What would a minimal subset of D look like?

Mike Franklin slavo5150 at yahoo.com
Sat Jun 22 10:10:13 UTC 2019


On Saturday, 22 June 2019 at 09:31:25 UTC, Ola Fosheim Grøstad 
wrote:
> On Saturday, 22 June 2019 at 08:41:36 UTC, Mike Franklin wrote:
>> I have a few ideas for removing many features of D, preferring 
>> library implementations instead, but base on your preface, I 
>> think that is a different goal than what you have in mind.
>
> Btw, I'd love to hear these ideas

Interfaces are an obvious one to me.  They can be implemented 
using D's introspection features, and in some cases they aren't 
even really necessary.  See this discussion on the topic:  
https://forum.dlang.org/post/qndhfzrnipsnvsstrdvg@forum.dlang.org

Classes are another.  See 
https://theartofmachinery.com/2018/08/13/inheritance_and_polymorphism_2.html for a very interesting implementation of class-like behavior without classes.  I think D may need additional features to make it work seamlessly without language support, but you can get pretty far today.

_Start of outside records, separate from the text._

PR #11405, opened 2024-08-19
[Bug #20677] Don't emit ELF notes for coroutines on non-ELF platforms

KJTsanaktsidis:
Three commits in this one:

* Stop emitting ELF notes on non-ELF platforms, like MacOS. They don't actually _do_ anything and only really have a platform-defined meaning on Linux.
* There was a typo in one of the macros for generating the ELF notes on aarch64.
* The configure check for pac-ret was only looking for `aarch64`, not `arm64`, so it wasn't auto-enabling on MacOS. Fixed that.

### DIFF
--- a/configure.ac
+++ b/configure.ac
@@ -839,7 +839,7 @@ AS_IF([test "$GCC" = yes], [
     ])
 
     # aarch64 branch protection
-    AS_CASE(["$target_cpu"], [aarch64], [
+    AS_CASE(["$target_cpu"], [aarch64|arm64], [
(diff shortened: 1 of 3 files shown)


nobu (approved):
Although I can't old Xcode, this seems reasonable.

KJTsanaktsidis:
Yeah I couldn't actually make the build fail because of this either, but I don't have access to an intel mac. But yeah in any case MacOS does nothing with these sections so it seems sensible enough not to emit them.

peterzhu2118:
@KJTsanaktsidis This PR breaks the C level backtrace on macOS ARM machines, I've opened a revert in #11548.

I'm quite convinced that if we added `opImplicitCast` to the 
language, we could implement `alias this` and multiple `alias 
this` in the language.  There was a recent discussion about that 
too: 
https://forum.dlang.org/post/ozdjozskgwqxfykijrsh@forum.dlang.org

I have a few others, but I think those examples illustrate the 
general idea.  Basically, I'd double-down on the introspection, 
metaprogramming, and compile-time features of D, and then use 
those features to implement whatever features one needs.  Some 
are concerned about falling for the Lisp curse 
(http://winestockwebdesign.com/Essays/Lisp_Curse.html), but I 
think it can be done tastefully to avoid that.